Some International Dimensions of Metadata
Fellow Metaware contributor Carolyn Hansen opened up some interesting areas of discussion in her piece, “Standardizing Metadata for Digital Humanities.” She examines issues of context and ethics relating to Digital Humanities, where standards for the Text Encoding Initiative (TEI) predominate. She notes the need for “more cross-community discussions at ALA and other conferences between librarians specializing in metadata and cataloging standards and experts in digital scholarship,” with some focused attention on non-technical issues in contexts outside of MARC-based cataloging. While my experience has been largely based in MARC and not TEI, there are sets of issues common to both that are only starting to be adequately addressed. MARC has not yet left us and initiatives like TEI, the Bibliographic Framework, and others are still evolving. Negotiating between the communities these standards serve is important.
One area that deserves some attention in this space is that of internationalization, which for folks who specialize in the field is thought of as an architecture, or “essential part of initial software design”, rather than a feature (Deitsch & Czarnecki, 2001). For metadata practitioners interested in international aspects, some of the most relevant pieces of the architecture are those which can be extracted from a MARC record or other formats to feed into a structured language tag following BCP47: the language value, the country, and any data available on the scripts used in the record or the resource. While examining these factors in turn, we can also consider a few points about the conditions under which this kind of metadata is created, the context in which it is found, and to what end we can expect that a language tag might be applied.
The conditions for a library cataloger creating internationalized metadata are constrained at many levels. Catalogers have access to library cataloging software that is usually part of a proprietary Integrated Library System (ILS) such as Sierra, Alma, or Symphony, among others. Decisions regarding expanded support for a character repertoire within those environments are complex and can take several years of consultation with OCLC, the Library of Congress, and the Program on Cooperative Cataloging, and other stakeholders. In 2007, a specification was added to MARC to allow for the lossless conversion between MARC-8 and UTF-8 character sets through the use of hexadecimal numeric character representations (NCRs). I won’t go into more detail here, but referring to the specification may give you some sense of what the constraints have been for fully implementing Unicode in the MARC environment.
Contextually, there are also constraints on what language and country tags have been available to the cataloger. The 008 field in MARC is populated with language values from a different list (ISO 639-2/B) than the lists commonly used on the World Wide Web (ISO 639-1 or ISO 639-3). Country tags for the web are pulled from ISO 3166, but there is a separate MARC list of country codes used by libraries. While the language tags used in HTML might be familiar as part of a locale — en-us for English in the US, fr-fr for French in France, and zh-cn for Chinese in China — the equivalents in MARC coding may look more like this: eng-xxu, fre-fr, and chi-cc. Language tags are not always evenly mappable, especially when it comes to more obscure special collections material, translations, or content with more than one language represented.

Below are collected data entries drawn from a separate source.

PR #11530, opened 2026-07-30
fix(sidebar): stop background workspace creation from scrolling the sidebar

nwparker:
## Description

Follow-up to #11445. That PR stopped background workspace creation from stealing the user's **selection**. The sidebar still **scrolled by itself**, because the scroll comes from a different signal.

Adopting a terminal and pointing the user at it were the same decision. This separates them with a `surfaceOwner` flag, and every background path now adopts silently.

## ELI5

Creating a workspace in the background should be like a coworker quietly filing a new folder in the cabinet behind you. Orca was tapping you on the shoulder and turning your chair toward the cabinet — not far enough to change what you were working on, but far enough to lose your place in the list.

Under the hood: a background create still has to start that workspace's terminal. When Orca handed that terminal to the UI it said nothing about how to present it, and "said nothing" was read as "show it to the user" — so the sidebar scrolled. #11445 stopped the chair from turning all the way; this removes the shoulder-tap.

Now a background create explicitly says "adopt this terminal silently": the tab is still created and the agent still runs, but the sidebar stays where you left it. Terminals you actually ask for still reveal themselves as before.

## Root cause

A background create still spawns the new workspace's terminals via `OrcaRuntimeService.createTerminal`, which asks the renderer to adopt the PTY through `notifier.revealTerminalSession(...)`.

No worktree-create call site passed a `presentation`, so `resolveTerminalPresentation` returned `undefined`. Every downstream check is `presentation !== 'background'` — **true for `undefined`** — and the renderer mirrored it:

```ts
const shouldSurfaceOwner = terminalPresentation !== 'background' // undefined -> true
if (shouldSurfaceOwner) {
  store.revealWorktreeInSidebar(worktreeId) // scrolls the sidebar, expands collapsed groups
  focusTerminalInitiatedTab(tab.id)
}
```

So "no presentation stated" meant "point the user at this terminal". That default is right for `orca terminal create`, where discoverability is the entire point — the runtime even returns a warning when the reveal fails. It is wrong for terminals the user never asked for.

`presentation: 'background'` could not express this: it means "do not adopt the terminal in the renderer at all", which would leave the new workspace with no tab for its agent.

### Version boundary

`shouldSurfaceOwner` arrived in #6686 (Jun 28), which decoupled "surface the owner" from "activate". Before it the reveal was gated on activation, so a non-activating create could not scroll the sidebar. #11445 fixed the activation half; this fixes the surfacing half.

## Design

`surfaceOwner` is typed `?: false`, not `?: boolean` — absent means "surface it", so the flag is a suppression switch and `true` is unrepresentable. One way to express each intent.

`surfaceOwner: false` is passed from every background path: the agent/startup terminal, the plain initial shell, the Setup tab (both new-tab **and** split-pane placement), default tabs, and orchestration worker dispatch. It is threaded through `createTerminal` **and** `splitTerminal`. Explicitly activated creates omit it.

No new CLI/RPC surface: `surfaceOwner` is main-internal and absent from the `terminal.create` RPC schema, so callers cannot set it.

## Proof of regression

Tests were written against the fix, then run with the production change reverted.

Main process — reverting only the `surfaceOwner: false` arguments at the worktree-create call sites, leaving the forwarding machinery intact:

```
Failed Tests 5
FAIL orca-runtime.test.ts > follows normal setup policy for CLI-created worktrees without activating them
FAIL orca-runtime.test.ts > creates the first terminal for CLI-created worktrees without activating them
FAIL orca-runtime.test.ts > does not surface the new workspace when a background CLI create launches its agent
FAIL orchestration.test.ts > starts a fresh agent in the coordinator current worktree
FAIL orchestration.test.ts > starts a fresh agent in an exact existing worktree without replaying setup
      Tests  5 failed | 1081 passed | 1 skipped (1087)
```

The no-regression pair bites in the opposite direction — replacing `...ownerSurfacing(shouldActivate)` with an unconditional `surfaceOwner: false`:

```
FAIL orca-runtime.test.ts > still surfaces the new workspace when the caller explicitly activates it
FAIL orca-runtime.test.ts > still surfaces the new workspace when hooks run in the foreground
      Tests  2 failed | 935 passed | 1 skipped (938)
```

Split-mode Setup (the review catch below) is wired to **both** halves of its fix independently — removing either the `...surfacing` spread in the `shouldSplitSetup` branch or the `...ownerSurfacing(...)` in `splitPtyBackedTerminal` produces:

```
FAIL orca-runtime.test.ts > does not surface the new workspace when a background create splits its setup pane
- "surfaceOwner": false,
```

Renderer — reverting each handler's guard fails only its own test, so both code paths are independently covered:

```
FAIL useIpcEvents.test.ts > adopts a background workspace terminal without scrolling the sidebar to it
FAIL useIpcEvents.test.ts > replies to a requested terminal create without scrolling the sidebar when surfaceOwner is false
Received: 1st vi.fn() call: Array [ "wt-2" ]
```

## Proof of fix

- Full unit suite: **41,413 passed**, 72 skipped (3,920 files passed, 10 skipped).
  - The only failure, `src/relay/agent-exec-handler.test.ts` (2 tests), reproduces identically on a clean tree at `37af4577` and is unrelated.
- `pnpm run typecheck:node`, `pnpm run typecheck:web`: passed.
- `pnpm run check:code-quality:changed`: 0 new findings across 11 files.
- `pnpm run check:max-lines-ratchet`, `pnpm run verify:bundled-skill-guides`: passed.
- `oxlint` + `oxfmt --check` clean on all changed files.

## Proof of no regression

- `orca terminal create` still reveals its workspace — no `surfaceOwner` in its payload, and the pre-existing assertion is untouched. Each new renderer test also runs a control phase asserting the default still reveals.
- Explicit `--activate` and legacy `--run-hooks` still reveal, in both new-tab and split Setup placement; four tests assert `surfaceOwner` is absent from the reveal payload.
- Terminals are still **adopted** in every background case — the new tests assert `createTab` is called with the pre-minted tab id, so the agent tab exists when the user opens the workspace.
- `presentation: 'background'` semantics are untouched; `surfaceOwner` is a separate axis.
- The renderer no longer calls `focusTerminalInitiatedTab` for background creates, removing a second latent focus-steal on a workspace the user is not viewing.

## Review notes

- **Split-mode Setup** (caught in review): with `setupScriptLaunchMode: split-vertical|split-horizontal` the Setup terminal goes through `splitTerminal`, whose reveal payload had no `surfaceOwner` — a real gap, now fixed and tested. The non-PTY split path is unaffected: `notifier.splitTerminal` only dispatches a renderer `CustomEvent` and never reveals.
- **`notifier.createTerminal`** was also flagged, but it is unreachable — `grep -rn "notifier\.createTerminal" src/main` (excluding tests) returns nothing. The worker path calls the `OrcaRuntimeService.createTerminal` *method*, which routes through `revealTerminalSession`. Threading the flag there would mean widening the notifier type for a path nothing calls.

## Known second cause (not in this PR)

While investigating I reproduced a **second, independent** cause of sidebar self-scrolling: creating a *child* worktree makes `buildRenderableRows` collapse the parent and its children into one `lineage-group` row, which rewrites the parent's scroll-anchor key. If that parent was the top-visible row, `runVirtualizedScrollAnchorRestore` cannot find the old key and pins a *different* row to the top — a measured **+180 px** jump with no reveal involved. It is long-standing rather than RC-new, needs the anchored row to be exactly that parent, and is being handled separately.

### DIFF
--- a/src/main/runtime/orca-runtime.test.ts
+++ b/src/main/runtime/orca-runtime.test.ts
@@ -36064,10 +36064,13 @@ describe('OrcaRuntimeService', () => {
       (spawn.mock.calls[1]?.[0] as { env?: Record<string, string> } | undefined)?.env ?? {}
     expectStablePaneKeyEnv(setupSpawnEnv)
     const setupLeafId = setupSpawnEnv.ORCA_PANE_KEY.slice(`${setupSpawnEnv.ORCA_TAB_ID}:`.length)
+    // Why: a background CLI create adopts its tabs silently — surfaceOwner:false
+    // keeps the sidebar from scrolling to a workspace the user never asked for.
     expect(revealTerminalSession).toHaveBeenLastCalledWith(result.worktree.id, {
       ptyId: 'pty-setup',
       title: 'Setup',
       activate: false,
+      surfaceOwner: false,
       tabId: setupSpawnEnv.ORCA_TAB_ID,
       leafId: setupLeafId
     })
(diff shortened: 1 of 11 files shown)


nwparker:
Good catch — confirmed and fixed.

`splitPtyBackedTerminal` calls `revealTerminalSession` with `activate: opts.activate !== false` but no `surfaceOwner`, so with `setupScriptLaunchMode: split-vertical|split-horizontal` a background workspace create would still scroll the sidebar to its Setup terminal. The non-PTY split path is unaffected — `notifier.splitTerminal` only dispatches a renderer `CustomEvent` and never reveals.

Threaded `surfaceOwner?: false` through both `splitTerminal` and `splitPtyBackedTerminal`, forwarded it into the reveal call, and passed it from the `shouldSplitSetup` branch. Adding a regression test for the split-mode configuration specifically, since it is a separate code path from the `createTerminal` one already covered.

nwparker:
On the `notifier.createTerminal` callback (attach-main-window-services.ts:339-347) — I checked, and that path is unreachable, so I am leaving it alone.

`RuntimeNotifier.createTerminal` is declared (orca-runtime.ts:1693) and implemented, but has no live caller in main:

```
$ grep -rn "notifier?\.createTerminal\|notifier\.createTerminal" src/main --include=*.ts | grep -v "\.test\."
(no results)
```

The worker path calls `runtime.createTerminal(...)` — the `OrcaRuntimeService` **method**, not the notifier callback — and that method routes to the renderer through `revealTerminalSession`, which does forward `surfaceOwner`. So `surfaceOwner: false` cannot reach the notifier callback. Threading the flag into dead code would mean also widening the notifier type for a path nothing calls, so I would rather not add that plumbing.

The split-mode Setup gap from the other comment was real and is fixed, with a regression test.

The reason for extracting metadata from a record in order to build a structured locale tag is to match search results more evenly with language and locale preferences as detected from the user’s web browser settings. Whether this would also have the effect of making a given user more identifiable to law enforcement is an open question, so appropriate privacy and minimization measures should be considered in light of continued efforts to collect metadata at scale for government surveillance projects. Data on any non-Latin scripts used in a record can be detected in some cases by querying the 066 field for content, but in most cases it would be more useful to rely on the Common Locale Data Repository (CLDR) library of exemplar characters for a language, and determine the script from its usage in the 880 fields.
In general, MARC offers a fairly high degree of granularity with respect to requirements for the interoperability of internationalized metadata; in many cases it offers a richness that deserves to be maintained. Unpacking its intricacies can be of interest for re-use and for delivering to the user desired content across platforms.